PROBLEM DESCRIPTION: Collect all lines from the records below that include the word "struct".

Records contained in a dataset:
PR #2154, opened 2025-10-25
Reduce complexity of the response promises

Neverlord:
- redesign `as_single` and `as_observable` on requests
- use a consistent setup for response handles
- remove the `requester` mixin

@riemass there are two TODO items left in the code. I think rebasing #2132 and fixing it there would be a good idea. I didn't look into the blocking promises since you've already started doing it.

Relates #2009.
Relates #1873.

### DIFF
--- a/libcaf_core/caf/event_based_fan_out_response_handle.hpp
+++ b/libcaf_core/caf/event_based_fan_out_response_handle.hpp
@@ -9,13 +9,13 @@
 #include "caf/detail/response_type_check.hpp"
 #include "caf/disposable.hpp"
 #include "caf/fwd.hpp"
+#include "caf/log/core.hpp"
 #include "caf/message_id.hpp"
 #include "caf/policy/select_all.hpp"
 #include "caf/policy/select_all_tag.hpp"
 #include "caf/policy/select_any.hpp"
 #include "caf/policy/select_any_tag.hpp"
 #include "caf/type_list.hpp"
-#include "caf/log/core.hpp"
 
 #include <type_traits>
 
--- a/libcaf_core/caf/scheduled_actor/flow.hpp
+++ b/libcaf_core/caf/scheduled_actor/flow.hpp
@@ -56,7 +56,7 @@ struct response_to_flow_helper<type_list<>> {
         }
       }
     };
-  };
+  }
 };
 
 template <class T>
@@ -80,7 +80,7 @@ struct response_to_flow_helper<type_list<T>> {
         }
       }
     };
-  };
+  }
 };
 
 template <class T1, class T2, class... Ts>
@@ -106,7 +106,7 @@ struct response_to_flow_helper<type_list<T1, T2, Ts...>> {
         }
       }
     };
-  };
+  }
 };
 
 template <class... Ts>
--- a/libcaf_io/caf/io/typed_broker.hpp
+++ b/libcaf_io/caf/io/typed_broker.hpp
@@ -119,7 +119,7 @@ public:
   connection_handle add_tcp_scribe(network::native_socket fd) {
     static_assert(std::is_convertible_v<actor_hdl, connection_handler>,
...
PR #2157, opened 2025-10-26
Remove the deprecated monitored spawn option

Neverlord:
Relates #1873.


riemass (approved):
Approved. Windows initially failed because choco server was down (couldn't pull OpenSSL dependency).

YOUR SOLUTION:
@@ -56,7 +56,7 @@ struct response_to_flow_helper<type_list<>> {
@@ -80,7 +80,7 @@ struct response_to_flow_helper<type_list<T>> {
@@ -106,7 +106,7 @@ struct response_to_flow_helper<type_list<T1, T2, Ts...>> {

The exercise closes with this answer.